Why Rarefaction Isn’t Just “Pick the Lowest and Pray”

Rarefaction isn’t just about chopping your data down to size — it’s about finding the balance between fairness and keeping as much information as possible. Here’s the long (but sensible!) version of why it matters, and how to do it right.

A lot of tutorials will tell you to just rarefy everything down to the lowest sequencing depth—or hand you a script and let you follow it without thinking twice. It’s quick and easy, sure. But once you look a little closer, it’s kind of shocking how much good data gets tossed out that way. The real trick is finding the sweet spot: keep as many ASVs as you can without cutting so many replicates that your treatment groups fall apart. That way, your stats stay solid and your story stays believable.

To really see what’s going on, let’s look at a dataset. In this case, we’ll plot the number of sequences against the number of ASVs. This kind of plot helps reveal how sequencing depth influences the diversity we capture — and where we might start losing valuable information.

First, let’s quickly convert our microtable into a phyloseq object. This makes downstream plotting (like rarefaction curves) much easier and more flexible:

library(microeco)
library(file2meco)
library(phyloseq)

ps <- meco2phyloseq(mt)

To plot and explore the data, we’ll need a few extra packages. If you don’t have them already, here’s how to install and load everything:

# Lets install the packages 
if (!require("devtools", quietly = TRUE)) {
  install.packages("devtools")
}
devtools::install_github("adrientaudiere/MiscMetabar")

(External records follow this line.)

PR #1829, opened 2024-12-18
[native_assets_cli] Drop `Config` suffixes v1

dcharkes:
Addresses:

* https://github.com/dart-lang/native/issues/1738#issuecomment-2535921222

A variant of:

* https://github.com/dart-lang/native/pull/1830

This PR normalizes the `code` and `data` specific APIs on the config, config builder, output and output builders under a `.code` and `.data` extension. Except for the `assets`, the are available under `config/output.assets.code` and `config/output.assets.data`.

Example link hook code:

```dart
void main(List<String> args) async {
  await link(
    args,
    (config, output) async =>
        output.data.addAssets(treeshake(config.assets.data)),
  );
}
```

Example build hook code:

```dart

void main(List<String> arguments) async {
  await build(arguments, (config, output) async {
    if (config.code.targetOS == OS.android) {
      config.code.android.targetNdkApi;
    }

    output.code.addAsset( ... );
  });
}
```

This drops `Config` suffixes from the various config accessors.
This changes `output.codeAssets.add(` to `output.code.addAsset(`.

The weird quirk in this PR is that the list of assets per type is available under `config.assets.code` while all the other `code` related things are available under `config.code` and `output.code`. To address this see:

* https://github.com/dart-lang/native/pull/1830

PR #1830, opened 2024-12-18
[native_assets_cli] Drop `Config` suffixes v2

dcharkes:
Addresses:

* https://github.com/dart-lang/native/issues/1738#issuecomment-2535921222

A variant of:

* https://github.com/dart-lang/native/pull/1829

This PR normalizes the `code` and `data` specific APIs on the config, config builder, output and output builders under a `.code` and `.data` extension.

Example link hook code:

```dart
  await link(
    args,
    (config, output) async =>
        output.data.addAssets(treeshake(config.data.assets)),
  );
}
```

Example build hook code:

```dart

void main(List<String> arguments) async {
  await build(arguments, (config, output) async {
    if (config.code.targetOS == OS.android) {
      config.code.android.targetNdkApi;
    }

    output.code.addAsset( ... );
  });
}
```

This drops `Config` suffixes from the various config accessors.
This changes `output.codeAssets.add(` to `output.code.addAsset(`.

The weird quirk in this PR is that it has to provide an API for `LinkConfig.code` that gives both the `CodeConfig` getters and an `assets` getter. I tried using extension types to alleviate this, but extension types can only extend the type they are extending, not the first element of a tuple they are extending.

Separating the `linkConfig.code : CodeConfig` and `linkConfig.assets.code : Iterable<CodeAsset>` leads to a less symmetric API though:

* https://github.com/dart-lang/native/pull/1829

Alternatively, we could also opt to land neither of the PRs. And stick with `config.codeConfig.androidConfig` and `output.codeAssets`.

### DIFF
--- a/pkgs/native_assets_cli/lib/src/code_assets/config.dart
+++ b/pkgs/native_assets_cli/lib/src/code_assets/config.dart
@@ -15,15 +15,38 @@ import 'os.dart';
 /// code assets (only available if code assets are supported).
 extension CodeAssetBuildConfig on BuildConfig {
   /// Code asset specific configuration.
-  CodeConfig get codeConfig => CodeConfig(this);
+  CodeConfig get code => CodeConfig(this);
 }
 
-/// Extension to the [LinkConfig] providing access to configuration specific to
-/// code assets as well as code asset inputs to the linker (only available if
-/// code assets are supported).
-extension CodeAssetLinkConfig on LinkConfig {
-  /// Code asset specific configuration.
-  CodeConfig get codeConfig => CodeConfig(this);
+// Weird class that combines `CodeConfig` getters and a getter for code assets.
+class LinkCodeConfig implements CodeConfig {
+  final LinkConfig _linkConfig;
+  late final CodeConfig _codeConfig;
+
+  LinkCodeConfig(this._linkConfig) {
+    _codeConfig = CodeConfig(_linkConfig);
+  }
+
+  @override
+  AndroidConfig get android => _codeConfig.android;
+
+  @override
+  CCompilerConfig? get cCompiler => _codeConfig.cCompiler;
+
+  @override
+  IOSConfig get iOS => _codeConfig.iOS;
+
+  @override
+  LinkModePreference get linkModePreference => _codeConfig.linkModePreference;
+
+  @override
+  MacOSConfig get macOS => _codeConfig.macOS;
+
+  @override
+  Architecture get targetArchitecture => _codeConfig.targetArchitecture;
+
+  @override
+  OS get targetOS => _codeConfig.targetOS;
 
   // Returns the code assets that were sent to this linker.
   //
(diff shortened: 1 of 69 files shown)


pkgs/native_assets_cli/lib/src/code_assets/config.dart
```diff
@@ -15,15 +15,38 @@ import 'os.dart';
...
 }
 
-/// Extension to the [LinkConfig] providing access to configuration specific to
-/// code assets as well as code asset inputs to the linker (only available if
-/// code assets are supported).
-extension CodeAssetLinkConfig on LinkConfig {
-  /// Code asset specific configuration.
-  CodeConfig get codeConfig => CodeConfig(this);
+// Weird class that combines `CodeConfig` getters and a getter for code assets.
+class LinkCodeConfig implements CodeConfig {
```
mosuem, line 22: This is indeed a bit ugly, but I don't know a way around it...

pkgs/native_assets_cli/lib/src/code_assets/config.dart
```diff
@@ -86,30 +133,28 @@ class CodeConfig {
...
-    return _targetArchitecture;
+    return _targetArchitecture!;
   }
 
   /// Configuration provided when [CodeConfig.targetOS] is [OS.macOS].
-  IOSConfig get iOSConfig => switch (_iOSConfig) {
-        null =>
-          throw StateError('Cannot access iOSConfig if targetOS is not iOS'
-              ' or in dry runs.'),
+  IOSConfig get iOS => switch (_iOSConfig) {
```
mosuem, line 140: Nit: Why a switch instead of a simple `if` check?

pkgs/native_assets_cli/lib/src/code_assets/config.dart
```diff
@@ -212,65 +257,73 @@ extension type CodeAssetBuildOutputBuilderAdd._(BuildOutputBuilder _output) {
 /// assets (only available if code assets are supported).
 extension CodeAssetLinkOutputBuilder on LinkOutputBuilder {
   /// Provides access to emitting code assets.
-  CodeAssetLinkOutputBuilderAdd get codeAssets =>
+  CodeAssetLinkOutputBuilderAdd get code =>
       CodeAssetLinkOutputBuilderAdd._(this);
 }
 
 /// Extension on [LinkOutputBuilder] to emit code assets.
 extension type CodeAssetLinkOutputBuilderAdd._(LinkOutputBuilder _output) {
```
mosuem, line 265: Similarly verbose as above - and not very understandable...

mkustermann:
> The weird quirk in this PR is that it has to provide an API for LinkConfig.code that gives both the CodeConfig getters and an assets getter. 

Based on recent discussions with @mosuem @liamappelbe  about what is used to hash the build directory and this PR restructuring, we may want to consider rename a few things and do the following
```dart
// build hook
main(...) asyc {
  await build((BuildInput input, BuildOutputBuilder output) {
    input.outputDirectory;
    input.config.{code,data,...} // <-- only this goes into hashing
    input.metadata.* // <-- metadata emitted from package deps we can utilize

   output.assets.code.add();
  });
}

// link hook
main(...) asyc {
  await build((LinkInput input, LinkOutputBuilder output) {
    input.outputDirectory
    input.config.{code,...}. // <-- only this goes into hashing
    input.assets.{code,data,...} // <-- symmetric to `hook/build.dart`'s `output.assets.{code,data,...}`

    output.assets.code.add();
  });
}
```

That would achieve
* very clear separation of configuration (target platform, ...) from input data (metadata, assets to be linked, etc)
* very clear what goes into build dir hash and what doesn't

> This changes output.codeAssets.add( to output.code.addAsset(.

I prefer we don't use `addAsset()` and just have `add()` because it's somewhat clear that we're adding assets.
I prefer `output.assets.code.add()` that groups all assets under one `output.assets`.

@dcharkes wdyt?

pkgs/native_assets_cli/lib/src/code_assets/config.dart
mkustermann: This doesn't seem very right to me. It mixes orthogonal concerns (code configuration and outputed assets)

dcharkes:
Thanks @mkustermann and @mosuem for the input! I've replied to the refactoring suggestion in the original thread.

Overall SGTM. I'll close this PR.

> > This changes output.codeAssets.add( to output.code.addAsset(.
> 
> I prefer we don't use `addAsset()` and just have `add()` because it's somewhat clear that we're adding assets. I prefer `output.assets.code.add()` that groups all assets under one `output.assets`.
> 
> @dcharkes wdyt?

Please see https://github.com/dart-lang/native/pull/1829 where I explored that.

Issue #1838, opened 2024-12-19
[native_assets_cli] Version skew with older hooks broken


dcharkes:
For details:

* https://github.com/bdero/flutter_scene/issues/48

We should add a regression test back in with an older hook that resolves `native_assets_cli` from pub.

PR #1839, opened 2024-12-20
[native_assets_cli] Add version skew regression test back in

dcharkes:
Closes: https://github.com/dart-lang/native/issues/1838

We need to support previous parsable versions until we release new package versions, this issue is going to arise every time in between us changing the protocol while developing and getting to a point where we publish these changes on pub.

I've added back in the regression test that got removed by the previous refactorings to prevent this from happening on the next change.


pkgs/native_assets_builder/test_data/native_add_version_skew/ffigen.yaml
```diff
@@ -0,0 +1,20 @@
...
+
+  Regenerate bindings with `flutter pub run ffigen --config ffigen.yaml`.
+output: "lib/src/native_add_bindings_generated.dart"
+headers:
+  entry-points:
+    - "src/native_add.h"
+  include-directives:
+    - "src/native_add.h"
+preamble: |
+  // Copyright (c) 2023, the Dart project authors.  Please see the AUTHORS file
```
mosuem, line 14: Nit
```suggestion
  // Copyright (c) 2024, the Dart project authors.  Please see the AUTHORS file
```

This also shows a downside of yaml configs, you can't write `${DateTime.now().year}` ;)

mosuem (approved):

PR #1845, opened 2024-12-30
MSVC: support finding build tools even when Visual Studio IDE is not installed

### LINKED ISSUE #1844: vswhere.exe doesn't find anything
## Setup
OS: Windows 11 (64-bit)
Dart version: 3.6.0
## Problem
Simply invoking vswhere.exe without any other options just prints the logo and exits, causing the build process to crash when it can't find the compiler.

install.packages("MiscMetabar")
## install iNEXT package from CRAN
install.packages("iNEXT")

if (!requireNamespace("BiocManager", quietly = TRUE))
  install.packages("BiocManager")
BiocManager::install("dada2")

library("MicrobiotaProcess")
library("MiscMetabar")
library("ggplot2")
library("patchwork")
library("iNEXT")

👉 Now we’re ready to start plotting rarefaction curves and exploring how sequencing depth affects ASV richness!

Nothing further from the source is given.